Fish and Cherries Productions

Creative content from a mad mind.


Reel Snippet – The Revenant


Synopsis: Out in the Dakota frontier during a harsh winter in the early 1800s, a group of trappers are hunting for pelts that will fetch them a good profit. One of their number, Hugh Glass (Leonardo DiCaprio) runs afoul of a bear and gets thoroughly mauled, making him unable to walk and forcing them to leave him behind with some men to help his recovery. One of these, John Fitzgerald (Tom Hardy), fearing that they’ll be easy targets for the natives he hates so much, kills Hugh’s half-Native American son (Isaiah Tootoosis) and deceives the others to believe there is an oncoming attack and to leave Hugh for dead. But Hugh literally drags his broken body across the winter plains, avoiding more animals, some vengeful natives, and French opportunists, and slowly putting himself back together in his hunt for revenge.

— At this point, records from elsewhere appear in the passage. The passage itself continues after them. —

PR #5579, opened 2018-08-21
Fix/use groovy methods [skip ci]

jakubgs:
Intoduces a `BUILD_TYPE` variable which can have 3 values:
* `debug` - The type we use for PRs and nightlies
* `e2e` - The type used for end-to-end tests(currently only affects Android)
* `release` - The type that gets uploaded to iTunes and Play Store

Still working on it, but this is the gist of it.


mandrigin (approved):
Great job!

flexsurfer (approved):

PR #5503, opened 2018-08-14
Set `FLEET` in env variable

adambabik:
Allow to specify a fleet in the `env` file and use it in the configuration.

Todo:
- [x] provide Mail Servers for `env.staging`.

Closes #5213

PR #5600, opened 2018-08-22
Fixed desktop api for using fleet

vkjr:
Fixes broken desktop build that uses not the same `status-go` as mobile.

### Summary:

This PR complements #5503. 
`react-native-status` api changed to be used with new `status-go`

### Steps to test:
- Open Status
- Try to login, make sure you don' have startNode error

status: ready

### DIFF
--- a/modules/react-native-status/desktop/CMakeLists.txt
+++ b/modules/react-native-status/desktop/CMakeLists.txt
@@ -37,7 +37,7 @@ ExternalProject_Add(StatusGo_ep
   PREFIX ${StatusGo_PREFIX}
   SOURCE_DIR ${StatusGo_SOURCE_DIR}
   GIT_REPOSITORY https://github.com/status-im/status-go.git
-  GIT_TAG v0.11.0
+  GIT_TAG develop-g19b53030
   BUILD_BYPRODUCTS ${StatusGo_STATIC_LIB}
   CONFIGURE_COMMAND ${CMAKE_CURRENT_SOURCE_DIR}/${CONFIGURE_SCRIPT} ${GO_ROOT_PATH} ${StatusGo_ROOT} ${StatusGo_SOURCE_DIR}
   BUILD_COMMAND ""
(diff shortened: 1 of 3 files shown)


modules/react-native-status/desktop/CMakeLists.txt
```diff
@@ -37,7 +37,7 @@ ExternalProject_Add(StatusGo_ep
   PREFIX ${StatusGo_PREFIX}
   SOURCE_DIR ${StatusGo_SOURCE_DIR}
   GIT_REPOSITORY https://github.com/status-im/status-go.git
-  GIT_TAG v0.11.0
+  GIT_TAG develop-g19b53030
```
flexsurfer, line 40: why is it develop again? @adambabik

flexsurfer (approved):

maxhora (approved):

modules/react-native-status/desktop/CMakeLists.txt
maxhora: such tag format, seems, is supported by CMake fine and we can use such unified format both for Mobile and Desktop. But can we avoid in future strange tags like "tags-v0.11.0^0-g4afd9e6c-302"? CMake can't handle them.

adambabik: As far as I know, Status Desktop builds status-go from the source. It means that it should be a git tag or git commit SHA. In this case, `19b53030`.

`develop-g19b53030` is the name of the artifact build for ObjC or Android.

@flexsurfer because there was no release `v0.11.1` yet. I will do that asap.

adambabik: https://github.com/status-im/status-go/releases/tag/v0.12.0 and its `v0.12.0` because changing the binding is a breaking change.

churik:
doesn't affect mobile builds;
desktop is working as expected with new status-go version.

modules/react-native-status/desktop/CMakeLists.txt
vkjr: @adambabik, looks like cmake can understand `develop-g19b53030` as well as sha.

adambabik: I have just checked that and indeed, git can handle this just fine. Surprising but it's good to know :)

PR #5602, opened 2018-08-22
[fix #5599] add semaphore for recurring events

### LINKED ISSUE #5599: Concurrency issue with dispatch-later during account login
### Problem

`:sync-wallet-transaction` and `:check-sync` (only on non-rpc nodes) are self-firing events that `dispatch-later` themselves and form an event-loop.
When the user logs out these events keep firing and they add up because a new event loop starts every time user logs in until the app is killed.
A guard on the event that checks if the event is fired is not a complete solution because if the user logs in fast enough, the event loop is not terminated and a new one will start.
A solution that would keep track of the timeouts that need to be cancelled is not easy to implement because you need to be able to flush the timeouts that have be fired.

yenda:
fix #5599

### Summary:

:sync-wallet-transaction and :sync-state are self firing events that
dispatch themselves later. this commit introduces semaphores to prevent
these event-loops from starting multiple times when the user logs out and
logs in again.

### Testing notes (optional):
 The event at stake Fetches updated data for any unconfirmed transactions or incoming chat transactions missing in wallet and schedule new recurring sync request

### Steps to test:
- Open Status
- Check that unconfirmed transactions or incoming chat transactions are still being shown in the wallet within 15 seconds

status: ready

### DIFF
--- a/src/status_im/protocol/models.cljs
+++ b/src/status_im/protocol/models.cljs
@@ -1,0 +1,40 @@
+(ns status-im.protocol.models
+  (:require [status-im.constants :as constants]
+            [status-im.utils.semaphores :as semaphores]
+            [status-im.utils.ethereum.core :as ethereum]
+            [status-im.utils.handlers-macro :as handlers-macro]))
+
+(defn update-sync-state
+  [{:keys [sync-state sync-data] :as db} error sync]
+  (let [{:keys [highestBlock currentBlock] :as state}
+        (js->clj sync :keywordize-keys true)
+        syncing?  (> (- highestBlock currentBlock) constants/blocks-per-hour)
+        new-state (cond
+                    error :offline
+                    syncing? (if (= sync-state :done)
+                               :pending
+                               :in-progress)
+                    :else (if (or (= sync-state :done)
+                                  (= sync-state :pending))
+                            :done
+                            :synced))]
+    (cond-> db
+      (and (not= sync-data state) (= :in-progress new-state))
+      (assoc :sync-data state)
+      (not= sync-state new-state)
+      (assoc :sync-state new-state))))
+
+(defn check-sync-state
+  [{{:keys [web3] :as db} :db :as cofx}]
+  (if (:account/account db)
+    {::web3-get-syncing web3
+     :dispatch-later    [{:ms 10000 :dispatch [:check-sync-state]}]}
+    (semaphores/free :check-sync-state? cofx)))
+
+(defn start-check-sync-state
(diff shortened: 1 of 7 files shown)


src/status_im/wallet/transactions.cljs
```diff
@@ -88,21 +88,27 @@
         (< sync-interval-ms
            (- (time/timestamp) last-updated-at)))))
 
-(defn set-sync-started [{:keys [db]}]
```
yenda: wallet is flushed upon logout so this is not useful

dmitryn (approved):

goranjovic (approved):

janherich (approved):
Some unit tests exercising the functionality would probably be nice.

yenda:
@janherich @goranjovic @dmitryn I made more changes to fix the issue completely, I introduced a semaphore ns in utils that can be reused for similar types of events

src/status_im/protocol/models.cljs
```diff
@@ -0,0 +1,40 @@
...
+                    error :offline
+                    syncing? (if (= sync-state :done)
+                               :pending
+                               :in-progress)
+                    :else (if (or (= sync-state :done)
+                                  (= sync-state :pending))
+                            :done
+                            :synced))]
+    (cond-> db
+      (when (and (not= sync-data state) (= :in-progress new-state)))
```
dmitryn: no need for `when` in `cond->` conditions

goranjovic (approved):

lukaszfryc:
@yenda on Android, a TX I received in 1-1 chat is in "TX not found state" even after 10 min. What's more, I don't see any transactions in transaction history. Not even the faucet transaction. Wallet screen shows correct amount though. 

iOS works fine so far.

yenda:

Review: The Revenant is not a movie that even entertains the notion of wearing kiddie gloves. It is visceral, brutal, and as unforgiving as the frontier in which it takes place. It’s also punishingly long, clocking in at two and a half hours of Leonardo DiCaprio limping around the frozen wilderness with gruesome injuries. But that’s the only solid complaint this movie will get out of me because I thought it was spectacular and I don’t think I could have cut a thing from it. Special mention goes to the performances (though Tom Hardy’s strange Western-Canadian-Minnesotan-Whatever accent can be distracting at times) and the camerawork, which captures both the beauty and the harshness of this environment.

This, of course, will go down in history as the movie that finally got Leo his Oscar. Many people who haven’t seen it will wonder if he really deserved it. I will say… yes. Yes, he absolutely did. DiCaprio has gained a reputation of screaming through some of his lines to give his performances weight. Here, it’s the opposite: without having the ability to speak for most of the movie he has to convey very complex emotions and he does it really well. The imagery associated with his character is also really powerful, particularly where he pulls himself, broken and mangled, out of the shallow grave he was buried in, like the vengeful spirit that is the movie’s namesake.

Throughout my viewing, I noticed that there were a lot of unbroken takes, or long shots, particularly during action scenes like the infamous bear tussle. I haven’t seen Birdman, the director’s other Oscar-winning work, but from what I’ve heard, this seems to be part of his style. I feel that he’s the kind of guy who wants to establish himself as an ar-teest, which could explain the enormous running time. He’s a damn good ar-teest, though, so I’m not complaining. Check The Revenant out when you get the chance and see why it grabbed those Oscars.

Fun Tidbit: A good chunk of the movie was shot in Canada during the winter, but fell behind schedule and the snow melted. Rather than wait a full year for the snow to fall again, the entire production was moved to southern Argentina where there was still snow. Now that’s dedication.